PROBLEM DESCRIPTION:
Find each line of the material below in which the word "LINKED" occurs, and return it.

INFORMATION:

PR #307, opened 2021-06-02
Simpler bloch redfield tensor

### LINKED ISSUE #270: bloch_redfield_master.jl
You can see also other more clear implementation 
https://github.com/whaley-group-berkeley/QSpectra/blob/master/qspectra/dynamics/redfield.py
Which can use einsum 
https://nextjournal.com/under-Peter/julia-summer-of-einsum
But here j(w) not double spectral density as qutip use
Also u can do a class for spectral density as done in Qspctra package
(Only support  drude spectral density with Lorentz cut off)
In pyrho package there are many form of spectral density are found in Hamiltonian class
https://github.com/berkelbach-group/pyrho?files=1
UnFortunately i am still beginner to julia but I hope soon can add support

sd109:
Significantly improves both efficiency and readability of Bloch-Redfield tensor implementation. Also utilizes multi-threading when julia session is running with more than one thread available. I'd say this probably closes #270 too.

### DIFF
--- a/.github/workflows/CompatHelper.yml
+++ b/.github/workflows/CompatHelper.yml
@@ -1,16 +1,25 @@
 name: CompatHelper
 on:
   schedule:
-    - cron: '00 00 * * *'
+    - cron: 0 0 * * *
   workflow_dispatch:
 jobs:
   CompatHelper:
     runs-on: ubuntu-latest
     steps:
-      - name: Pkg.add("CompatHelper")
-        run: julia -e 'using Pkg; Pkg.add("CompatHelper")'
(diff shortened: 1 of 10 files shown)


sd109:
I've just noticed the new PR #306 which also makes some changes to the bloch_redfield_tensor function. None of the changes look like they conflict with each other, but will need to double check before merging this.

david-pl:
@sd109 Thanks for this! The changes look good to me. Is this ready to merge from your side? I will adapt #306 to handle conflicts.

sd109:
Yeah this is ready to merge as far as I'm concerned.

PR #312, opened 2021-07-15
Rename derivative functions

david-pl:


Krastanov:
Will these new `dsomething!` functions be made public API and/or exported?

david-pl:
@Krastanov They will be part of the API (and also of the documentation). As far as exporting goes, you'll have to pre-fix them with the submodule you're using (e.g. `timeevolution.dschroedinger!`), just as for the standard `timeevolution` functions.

---

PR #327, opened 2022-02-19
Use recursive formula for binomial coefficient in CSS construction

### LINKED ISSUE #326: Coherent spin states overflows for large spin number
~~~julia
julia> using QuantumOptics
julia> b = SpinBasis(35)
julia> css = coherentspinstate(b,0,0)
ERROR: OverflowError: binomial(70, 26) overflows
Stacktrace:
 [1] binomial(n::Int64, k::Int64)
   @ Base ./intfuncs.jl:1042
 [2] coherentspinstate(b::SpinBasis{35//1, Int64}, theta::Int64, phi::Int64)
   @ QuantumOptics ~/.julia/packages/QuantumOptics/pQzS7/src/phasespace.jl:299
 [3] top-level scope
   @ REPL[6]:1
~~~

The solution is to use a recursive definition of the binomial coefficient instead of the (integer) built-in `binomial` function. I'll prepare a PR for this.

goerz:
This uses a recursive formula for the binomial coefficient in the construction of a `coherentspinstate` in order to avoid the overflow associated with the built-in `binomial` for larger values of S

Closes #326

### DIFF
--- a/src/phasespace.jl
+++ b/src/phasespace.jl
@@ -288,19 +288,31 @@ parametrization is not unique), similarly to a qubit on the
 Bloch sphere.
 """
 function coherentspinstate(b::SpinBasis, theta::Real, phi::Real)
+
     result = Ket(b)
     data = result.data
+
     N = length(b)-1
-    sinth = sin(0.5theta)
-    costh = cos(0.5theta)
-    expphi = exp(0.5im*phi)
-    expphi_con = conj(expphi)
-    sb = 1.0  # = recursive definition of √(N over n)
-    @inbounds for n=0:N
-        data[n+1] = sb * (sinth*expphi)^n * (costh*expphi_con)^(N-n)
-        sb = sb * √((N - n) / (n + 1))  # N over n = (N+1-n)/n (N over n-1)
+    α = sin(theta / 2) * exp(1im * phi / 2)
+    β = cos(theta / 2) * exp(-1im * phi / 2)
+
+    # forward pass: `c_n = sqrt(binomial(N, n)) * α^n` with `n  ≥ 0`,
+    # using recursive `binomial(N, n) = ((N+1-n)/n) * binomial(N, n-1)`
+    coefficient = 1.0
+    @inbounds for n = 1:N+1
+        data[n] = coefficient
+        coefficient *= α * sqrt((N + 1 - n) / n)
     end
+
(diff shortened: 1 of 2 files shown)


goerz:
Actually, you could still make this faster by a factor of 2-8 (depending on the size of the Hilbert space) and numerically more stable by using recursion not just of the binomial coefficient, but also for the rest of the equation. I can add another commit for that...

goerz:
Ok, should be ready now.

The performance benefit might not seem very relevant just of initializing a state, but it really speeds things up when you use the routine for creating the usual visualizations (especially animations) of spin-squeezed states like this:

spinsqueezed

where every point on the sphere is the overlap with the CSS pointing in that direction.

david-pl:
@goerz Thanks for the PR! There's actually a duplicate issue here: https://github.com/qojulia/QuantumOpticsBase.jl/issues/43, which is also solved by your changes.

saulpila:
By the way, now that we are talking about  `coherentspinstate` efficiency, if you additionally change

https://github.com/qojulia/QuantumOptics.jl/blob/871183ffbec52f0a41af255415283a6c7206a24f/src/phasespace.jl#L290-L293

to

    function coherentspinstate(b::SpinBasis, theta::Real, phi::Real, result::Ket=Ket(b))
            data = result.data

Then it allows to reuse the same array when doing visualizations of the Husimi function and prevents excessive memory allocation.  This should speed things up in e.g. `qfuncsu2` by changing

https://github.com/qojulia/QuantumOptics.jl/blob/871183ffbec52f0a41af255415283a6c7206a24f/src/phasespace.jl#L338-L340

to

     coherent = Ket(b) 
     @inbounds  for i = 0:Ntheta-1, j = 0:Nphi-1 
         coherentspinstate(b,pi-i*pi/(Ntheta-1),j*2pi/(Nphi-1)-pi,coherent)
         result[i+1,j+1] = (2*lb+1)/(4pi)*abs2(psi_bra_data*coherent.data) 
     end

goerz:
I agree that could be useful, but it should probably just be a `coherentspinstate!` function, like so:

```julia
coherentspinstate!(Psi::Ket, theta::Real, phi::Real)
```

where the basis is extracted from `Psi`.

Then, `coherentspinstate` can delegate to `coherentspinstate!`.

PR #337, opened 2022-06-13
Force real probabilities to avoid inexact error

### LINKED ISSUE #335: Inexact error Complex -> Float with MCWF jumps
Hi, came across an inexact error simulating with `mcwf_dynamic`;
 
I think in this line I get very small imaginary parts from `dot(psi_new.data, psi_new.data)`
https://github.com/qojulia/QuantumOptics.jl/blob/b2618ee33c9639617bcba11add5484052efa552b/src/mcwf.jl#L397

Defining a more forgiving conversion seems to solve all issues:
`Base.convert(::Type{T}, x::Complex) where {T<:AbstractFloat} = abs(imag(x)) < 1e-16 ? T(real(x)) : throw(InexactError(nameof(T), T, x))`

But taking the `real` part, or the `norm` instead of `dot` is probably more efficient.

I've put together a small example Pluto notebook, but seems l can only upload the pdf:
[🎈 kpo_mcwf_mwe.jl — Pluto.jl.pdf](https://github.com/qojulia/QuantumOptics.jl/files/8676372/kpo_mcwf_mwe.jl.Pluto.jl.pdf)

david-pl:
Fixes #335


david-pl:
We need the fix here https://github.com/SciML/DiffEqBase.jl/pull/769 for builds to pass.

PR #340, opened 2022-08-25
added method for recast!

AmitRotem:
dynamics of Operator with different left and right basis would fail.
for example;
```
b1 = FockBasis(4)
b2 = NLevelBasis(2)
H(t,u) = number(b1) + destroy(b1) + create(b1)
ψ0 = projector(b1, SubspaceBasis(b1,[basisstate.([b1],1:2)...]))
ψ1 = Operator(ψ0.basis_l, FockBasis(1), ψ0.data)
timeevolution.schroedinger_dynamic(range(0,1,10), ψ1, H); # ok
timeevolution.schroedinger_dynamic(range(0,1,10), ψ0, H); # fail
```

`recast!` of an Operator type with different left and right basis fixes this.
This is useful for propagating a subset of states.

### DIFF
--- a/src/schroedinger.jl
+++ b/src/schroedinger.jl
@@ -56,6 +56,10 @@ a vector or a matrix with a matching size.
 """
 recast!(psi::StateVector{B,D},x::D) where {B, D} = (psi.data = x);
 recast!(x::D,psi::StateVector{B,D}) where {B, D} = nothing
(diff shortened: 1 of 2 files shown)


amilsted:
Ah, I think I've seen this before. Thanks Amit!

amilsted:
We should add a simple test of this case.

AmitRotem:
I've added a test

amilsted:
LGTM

--

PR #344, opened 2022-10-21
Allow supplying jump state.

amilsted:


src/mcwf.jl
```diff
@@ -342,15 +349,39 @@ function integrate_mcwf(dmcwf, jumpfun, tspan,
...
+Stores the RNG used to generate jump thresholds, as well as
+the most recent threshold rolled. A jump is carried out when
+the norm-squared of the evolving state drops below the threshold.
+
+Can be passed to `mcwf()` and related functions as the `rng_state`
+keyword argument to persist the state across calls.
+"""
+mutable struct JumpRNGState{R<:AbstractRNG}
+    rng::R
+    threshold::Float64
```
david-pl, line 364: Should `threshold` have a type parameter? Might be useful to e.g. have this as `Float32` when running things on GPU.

ANSWER BOX:
### LINKED ISSUE #270: bloch_redfield_master.jl
### LINKED ISSUE #326: Coherent spin states overflows for large spin number
### LINKED ISSUE #335: Inexact error Complex -> Float with MCWF jumps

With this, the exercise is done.